Ministro da Agricultura, Ambiente e Pescas, Roberto Albino
Maputo, 31 Ago (AIM) – O Presidente da República, Daniel Chapo, reagiu sobre as alegadas irregularidades na adjudicação de um concurso público ligado ao Ministério da Agricultura, sublinhando que o Executivo “acompanha o caso com a necessária atenção e serenidade” e que será respeitado o princípio da presunção de inocência.
Em comunicado emitido pela Presidência, Chapo destacou que o assunto encontra-se sob escrutínio das autoridades competentes e que o Governo espera pelas conclusões das instituições responsáveis pelo combate à corrupção.
“A Presidência da República toma esta oportunidade para expressar o seu apreço e encorajamento ao CDD e ao CIP pela exposição das informações sobre as supostas irregularidades e por terem interpelado o GCCC no sentido deste trabalhar no assunto”, lê-se no documento.
O Chefe de Estado reiterou que a governação está comprometida com a transparência e a integridade na gestão da coisa pública, garantindo que casos de suspeita de corrupção ou conflito de interesses sejam devidamente analisados pelas instituições com competência legal.

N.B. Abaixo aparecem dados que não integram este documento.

PR #161, opened 2021-06-08
Fix invalid ETHauthproof when session expired

PhABC:
Closes https://github.com/horizon-games/issue-tracker/issues/4953

### DIFF
--- a/packages/auth/src/session.ts
+++ b/packages/auth/src/session.ts
@@ -208,14 +208,26 @@ export class Session {
     proof.setExpiryIn(this.expiration)
 
     const ethAuth = new ETHAuth()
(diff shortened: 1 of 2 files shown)


packages/auth/src/session.ts
```diff
@@ -208,22 +208,33 @@ export class Session {
     proof.setExpiryIn(this.expiration)
 
     const ethAuth = new ETHAuth()
-    // TODO: is authWallet up-to-date?
```
PhABC, line 211: Narrator: "It was not."

acrylix (approved):

Agusx1211 (approved):
LGTM!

As alegações dizem respeito a um concurso público promovido pelo Instituto de Algodão e Oleaginosas de Moçambique (IAOM, I.P.), destinado ao desenvolvimento e operação de uma plataforma para a digitalização das cadeias de valor do algodão, oleaginosas e culturas alimentares.
Segundo denúncias de organizações da sociedade civil, nomeadamente o Centro para a Democracia e Direitos Humanos (CDD) e o Centro de Integridade Pública (CIP), o processo de adjudicação levantou suspeitas de favorecimento e falta de transparência, envolvendo alegadamente o Ministro da Agricultura, Ambiente e Pescas, Roberto Mito Albino.
Ambas as organizações pediram ao Gabinete Central de Combate à Corrupção que investigue o caso, com vista a esclarecer se houve ou não irregularidades no processo de contratação pública.
Fontes ligadas ao processo apontam que a empresa vencedora do concurso teria sido favorecida, apesar de não apresentar todas as condições técnicas exigidas. As denúncias referem ainda que outras concorrentes foram preteridas em circunstâncias pouco claras.
As acusações tornaram-se públicas após reportagens e notas divulgadas por órgãos de comunicação social e pelas duas organizações, provocando um amplo debate na sociedade sobre a gestão de concursos públicos e a necessidade de maior fiscalização.
A Presidência da República assegura que continuará a acompanhar o caso enquanto aguarda que as instituições com responsabilidades no esclarecimento desse tipo de situações concluam o trabalho que estão a desenvolver, reforçando que ninguém deve ser condenado antes de provada a culpa.